Start at the first line of the material. Repeat each line exactly through the one containing "It was a **self-amplifying", then stop.
-------- Task input --------
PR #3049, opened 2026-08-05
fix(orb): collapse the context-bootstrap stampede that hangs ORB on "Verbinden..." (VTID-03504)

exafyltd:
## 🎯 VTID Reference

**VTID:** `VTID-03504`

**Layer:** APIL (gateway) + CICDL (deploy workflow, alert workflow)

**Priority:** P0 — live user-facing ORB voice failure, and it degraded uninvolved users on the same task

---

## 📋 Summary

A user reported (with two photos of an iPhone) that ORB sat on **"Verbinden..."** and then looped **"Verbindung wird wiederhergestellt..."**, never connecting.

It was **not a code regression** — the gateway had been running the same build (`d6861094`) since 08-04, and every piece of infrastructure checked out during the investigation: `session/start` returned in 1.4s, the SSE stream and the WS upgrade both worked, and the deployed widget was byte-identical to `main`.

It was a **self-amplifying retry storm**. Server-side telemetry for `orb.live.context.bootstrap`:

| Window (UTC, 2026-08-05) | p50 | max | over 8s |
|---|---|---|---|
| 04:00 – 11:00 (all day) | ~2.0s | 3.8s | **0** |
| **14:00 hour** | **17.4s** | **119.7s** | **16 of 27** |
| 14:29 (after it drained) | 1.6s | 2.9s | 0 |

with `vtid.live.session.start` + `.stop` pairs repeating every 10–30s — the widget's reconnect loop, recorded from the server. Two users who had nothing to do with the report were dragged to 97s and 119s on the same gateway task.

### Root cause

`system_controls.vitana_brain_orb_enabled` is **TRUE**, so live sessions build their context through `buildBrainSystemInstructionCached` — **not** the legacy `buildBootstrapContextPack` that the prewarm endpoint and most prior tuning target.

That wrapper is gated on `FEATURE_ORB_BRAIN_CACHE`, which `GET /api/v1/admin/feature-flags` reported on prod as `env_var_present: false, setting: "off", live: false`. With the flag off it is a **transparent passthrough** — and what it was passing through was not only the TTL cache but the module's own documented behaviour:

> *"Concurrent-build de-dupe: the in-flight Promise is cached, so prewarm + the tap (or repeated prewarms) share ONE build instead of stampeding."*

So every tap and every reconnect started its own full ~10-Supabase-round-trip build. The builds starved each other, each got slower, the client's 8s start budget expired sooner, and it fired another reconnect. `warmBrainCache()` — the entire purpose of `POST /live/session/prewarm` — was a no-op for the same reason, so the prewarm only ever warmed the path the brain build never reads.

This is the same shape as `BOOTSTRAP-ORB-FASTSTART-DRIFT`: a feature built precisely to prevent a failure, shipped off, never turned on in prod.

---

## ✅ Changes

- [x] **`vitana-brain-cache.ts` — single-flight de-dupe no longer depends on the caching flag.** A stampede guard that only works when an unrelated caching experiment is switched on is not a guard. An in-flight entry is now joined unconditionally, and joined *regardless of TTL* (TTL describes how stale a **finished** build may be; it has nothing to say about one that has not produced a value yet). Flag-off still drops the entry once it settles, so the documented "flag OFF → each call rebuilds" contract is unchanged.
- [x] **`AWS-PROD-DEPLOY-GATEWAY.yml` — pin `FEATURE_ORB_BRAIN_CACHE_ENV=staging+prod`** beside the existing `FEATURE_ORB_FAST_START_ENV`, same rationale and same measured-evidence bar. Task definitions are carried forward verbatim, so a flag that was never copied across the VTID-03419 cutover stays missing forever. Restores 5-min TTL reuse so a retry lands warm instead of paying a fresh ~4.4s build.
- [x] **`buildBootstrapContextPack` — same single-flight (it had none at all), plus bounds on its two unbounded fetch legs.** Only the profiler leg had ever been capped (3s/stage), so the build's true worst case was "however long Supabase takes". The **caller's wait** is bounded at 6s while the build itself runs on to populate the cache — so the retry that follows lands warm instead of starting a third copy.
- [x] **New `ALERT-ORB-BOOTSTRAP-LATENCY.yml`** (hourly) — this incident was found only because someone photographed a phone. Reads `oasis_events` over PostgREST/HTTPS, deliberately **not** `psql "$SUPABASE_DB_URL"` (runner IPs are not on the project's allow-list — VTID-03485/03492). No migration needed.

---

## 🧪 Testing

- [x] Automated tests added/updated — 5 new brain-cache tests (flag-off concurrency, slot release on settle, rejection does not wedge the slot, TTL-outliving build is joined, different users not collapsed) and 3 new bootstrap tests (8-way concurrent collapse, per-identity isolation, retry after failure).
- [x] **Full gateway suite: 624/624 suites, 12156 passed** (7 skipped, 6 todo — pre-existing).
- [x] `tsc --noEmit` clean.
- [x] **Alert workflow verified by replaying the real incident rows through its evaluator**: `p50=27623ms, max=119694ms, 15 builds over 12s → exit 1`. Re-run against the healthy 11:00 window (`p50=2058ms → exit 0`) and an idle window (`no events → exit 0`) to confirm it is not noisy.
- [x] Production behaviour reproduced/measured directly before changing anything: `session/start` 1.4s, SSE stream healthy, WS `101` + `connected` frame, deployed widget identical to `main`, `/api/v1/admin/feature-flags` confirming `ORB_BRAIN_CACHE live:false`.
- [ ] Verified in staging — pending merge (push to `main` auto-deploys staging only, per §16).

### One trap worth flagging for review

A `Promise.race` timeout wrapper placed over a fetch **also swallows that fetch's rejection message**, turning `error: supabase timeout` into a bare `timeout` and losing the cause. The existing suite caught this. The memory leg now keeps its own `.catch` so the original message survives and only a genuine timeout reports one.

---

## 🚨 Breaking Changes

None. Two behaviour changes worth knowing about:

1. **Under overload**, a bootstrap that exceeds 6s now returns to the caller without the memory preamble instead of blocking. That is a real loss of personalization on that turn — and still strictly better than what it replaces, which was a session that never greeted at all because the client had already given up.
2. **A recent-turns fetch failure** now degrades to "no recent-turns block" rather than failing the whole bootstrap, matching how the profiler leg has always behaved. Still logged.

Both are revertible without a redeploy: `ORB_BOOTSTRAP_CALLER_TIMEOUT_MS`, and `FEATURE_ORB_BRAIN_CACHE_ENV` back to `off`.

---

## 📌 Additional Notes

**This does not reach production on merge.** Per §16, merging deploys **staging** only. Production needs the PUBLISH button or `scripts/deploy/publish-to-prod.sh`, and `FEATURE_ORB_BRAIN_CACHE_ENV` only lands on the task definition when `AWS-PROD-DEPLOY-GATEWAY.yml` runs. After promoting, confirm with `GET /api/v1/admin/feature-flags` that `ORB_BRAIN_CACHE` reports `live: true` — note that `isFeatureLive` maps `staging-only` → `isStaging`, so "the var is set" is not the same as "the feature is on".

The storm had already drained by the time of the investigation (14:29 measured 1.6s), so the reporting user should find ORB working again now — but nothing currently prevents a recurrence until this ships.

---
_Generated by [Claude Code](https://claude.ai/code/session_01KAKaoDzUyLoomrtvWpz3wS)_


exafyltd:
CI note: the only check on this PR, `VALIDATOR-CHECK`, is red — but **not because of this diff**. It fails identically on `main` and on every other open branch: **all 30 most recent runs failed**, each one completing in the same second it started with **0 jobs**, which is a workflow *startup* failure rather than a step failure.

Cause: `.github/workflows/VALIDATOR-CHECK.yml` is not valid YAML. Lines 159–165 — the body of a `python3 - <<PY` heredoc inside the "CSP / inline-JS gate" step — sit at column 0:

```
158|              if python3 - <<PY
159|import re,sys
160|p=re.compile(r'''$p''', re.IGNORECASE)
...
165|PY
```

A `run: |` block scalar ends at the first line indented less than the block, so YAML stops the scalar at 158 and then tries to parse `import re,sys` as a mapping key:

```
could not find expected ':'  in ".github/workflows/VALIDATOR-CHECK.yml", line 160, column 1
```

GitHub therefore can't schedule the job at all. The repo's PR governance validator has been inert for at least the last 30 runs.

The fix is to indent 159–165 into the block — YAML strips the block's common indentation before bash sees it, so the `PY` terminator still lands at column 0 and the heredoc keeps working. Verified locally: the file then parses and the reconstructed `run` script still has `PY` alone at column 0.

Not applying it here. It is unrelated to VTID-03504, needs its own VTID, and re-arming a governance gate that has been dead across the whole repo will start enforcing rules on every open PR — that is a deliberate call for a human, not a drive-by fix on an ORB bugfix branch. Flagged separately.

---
--------
Response area ::
PR #3049, opened 2026-08-05
fix(orb): collapse the context-bootstrap stampede that hangs ORB on "Verbinden..." (VTID-03504)

exafyltd:
## 🎯 VTID Reference

**VTID:** `VTID-03504`

**Layer:** APIL (gateway) + CICDL (deploy workflow, alert workflow)

**Priority:** P0 — live user-facing ORB voice failure, and it degraded uninvolved users on the same task

---

## 📋 Summary

A user reported (with two photos of an iPhone) that ORB sat on **"Verbinden..."** and then looped **"Verbindung wird wiederhergestellt..."**, never connecting.

It was **not a code regression** — the gateway had been running the same build (`d6861094`) since 08-04, and every piece of infrastructure checked out during the investigation: `session/start` returned in 1.4s, the SSE stream and the WS upgrade both worked, and the deployed widget was byte-identical to `main`.

It was a **self-amplifying retry storm**. Server-side telemetry for `orb.live.context.bootstrap`:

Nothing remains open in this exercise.